There's some indication that the CRTC is at least open to the possibility. In a 2006 report on the "future environment" of Canadian broadcasting, the regulator determined that "public policy action" would be needed in three to seven years.

Indeed, one of the CRTC's reasons for a review of its current exemption is recent evidence that "Canadian content on the Internet was insufficiently available."

And a report commissioned by the CRTC on the role of government in overseeing the new media, especially as it relates to television programming, recommends financial support for Canadian programming online. Broadcasting over new media should be "largely unregulated, with a mechanism for public financial support for the production and distribution of content," says the report, called TV or Not TV: Three Screens, One Regulation? written by renowned Columbia University professor Eli Noam. He suggests, among other things, charging Internet service providers, largely cable and telephone companies, a fee to help fund Canadian productions. Cable companies already pay five per cent of their gross revenues into a Canadian content fund.

Not surprisingly, those working on the creative side of television programming couldn't agree more.

The Directors' Guild of Canada is "deeply concerned with Canada's flagging competitiveness in the new media broadcasting environment," and counsels the CRTC to "pay particular attention to the creation of high-quality, high-cost, scripted Canadian broadcasting content in the new media."

The Writers' Guild of Canada warns that the Canadian new media sector "risks being overwhelmed by the U.S. new media sector if it is not encouraged."

The guild, which represents about 2,000 screenwriters, says not only should Internet service providers contribute to "the creation of professionally produced Canadian content online," but that the CRTC should provide "incentives" to encourage broadcasters to promote and feature Canadian programming online.

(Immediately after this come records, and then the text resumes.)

PR #122, opened 2020-04-30
Add --ignore option to upgrade action

### LINKED ISSUE #107: One-time ignoring package while upgrading
Subj. It would be cool if `rua upgrade` has option to select which packages to ignore in this run.

mqus:
Fixes #107 by adding a new option to the upgrade command.

The following usages mean the same thing:
```
rua upgrade --ignore a --ignore b
rua upgrade -I a -I b
rua upgrade --ignore a b
rua upgrade -I a b
```
I took `-I` and not `-i` because `-i` already has another meaning in the pacman command (show Information) and this opens up rua to use the same letter for the same feature in the future.

But of course this is only my opinion.

### DIFF
--- a/README.md
+++ b/README.md
@@ -27,7 +27,7 @@ RUA is a build tool for ArchLinux, AUR. Its features:
 
 `rua install xcalib`  # install or upgrade a package
 
-`rua upgrade`  # upgrade all AUR packages. You can selectively ignore packages by adding them to `IgnorePkg` in `pacman.conf` (same as with non-AUR packages and `pacman`). You can upgrade only specific packages with `rua install A B C`.
+`rua upgrade`  # upgrade all AUR packages. You can selectively ignore packages by using `--ignore` or adding them to `IgnorePkg` in `pacman.conf` (same as with non-AUR packages and `pacman`). You can upgrade only specific packages with `rua install A B C`.
 
 `rua shellcheck path/to/my/PKGBUILD`  # run `shellcheck` on a PKGBUILD, discovering potential problems with the build instruction. Takes care of PKGBUILD-specific variables.
 
--- a/src/action_upgrade.rs
+++ b/src/action_upgrade.rs
@@ -22,9 +22,9 @@ fn pkg_is_devel(name: &str) -> bool {
 	RE.is_match(name)
 }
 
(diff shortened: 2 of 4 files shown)


vn971:
Thanks for the PR!

Speaking about pacman "style" compatibility. I think capital letters always denote the "command" in pacman? E.g. `-D`, `-S`, `-F` etc are _actions_, but the rest are lowercase _options_? From that regard, `--ignore` should not have a short version, or use a different letter? What do you think?

mqus:
Ah right, I forgot that. I would really like a short version but if i only have to type `--ignore` once for it to work with multiple packages then I won't mind only having the long version.

vn971:
Yeah, actually I wanted to say that as well (forgot). Since package names are guaranteed to have no comma `,` ,what do you think about specifying a comma-separated list of packages to ignore?

vn971:
E.g. `--ignore a,b,c --ignore d,e`  would be "equal" to `--ignore a,b,c,d,e`

mqus:
Well currently I rely on structops which does the same but with a space instead of a comma (like written in the PR description). I don't really see a need to change this. My previous comment could be misunderstood so I'll repeat it in other words: I'm ok with removing the `-I` option in the current setting because structops already allows me to specify `--ignore` only once and then list the packages behind it.  I just read the clap documentation and it seems that you can also type `--ignore=package-a,package-b` right now. So I will be removing the `-I option` only.

vn971:
I tried to use the comma, it didn't work. (Actually I'd be surprised if it would work out of the box - after all, you might want commas in your arguments.)

Specifying multiple packages "with a space" (separate arguments) works, though. I'm still unsure if it's the best approach though. This way, if we'll want to have "subcommand arguments" in the future, like `rua upgrade a b c`, it will become harder. Because then you'll need to separate between `--ignore` arguments and the subcommand arguments, like `rua --ignore x y z -- a b c`. Actually it's not very realistic to have both of the the things in one invocation, but still.

If we, however, go with the comma approach, and only allow specifying `--ignore` once, then the command becomes clearer: `rua upgrade --ignore x,y,z a b c`. Does that make sense to you?

mqus:
Sure! Thats simple enough.

vn971:
Thanks for the contribution!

"It is insufficient to merely fund Canadian new media programming: Canadians must also be able to find it."

Broadcasters and cable companies — again, to no one's surprise — oppose any form of regulation.

Cable companies argue it would be illegal to make the Internet service arms of their companies pay for content — and they have official legal opinions that say so.

"We're a dumb pipe," says Ken Engelhart, senior vice-president of regulatory for Rogers Corp. "We don't know what you're downloading . . . so how can we be responsible for the content?"

ISPs also argue that consumers will bear the brunt of any levy imposed upon them. So while governments around the world are trying to find ways to make broadband more affordable for citizens, Canada would be making it more expensive, their argument goes.

And anyway, what's the problem? According to cable and broadcasting companies, there's plenty of popular Canadian content on the web.

On the other hand, goes another side of their argument, there's almost no high-end programming being developed anywhere exclusively for the web. Instead, broadcasters both here and south of the border repurpose programming from their traditional broadcasting companies for online, offering "web-exclusive" extras like bloopers, alternative endings and director interviews.

Why should the CRTC charge them for programming that doesn't yet exist?

Technology moves ahead rapidly, and the emergence of Internet-exclusive, high-quality shows is just around the corner.

Canadian private broadcasters, who last year spent $615 million on Canadian programming,may be motivated simply by the Internet's business model to be aggressive in creating their own content, says Geist.

He points out that Canadian broadcasters license the Internet right for foreign shows — like CTV does with Gossip Girls. But there may be a time, he says, when foreign broadcasters will want those rights for themselves. At that time, owning their own content will be more important than ever for broadcasters. By that time though, it'll be too late if the Canadian production industry doesn't start developing content for new media now, say proponents of regulation.

Whether it'll get a helping hand from CRTC regulations is what these hearings will determine.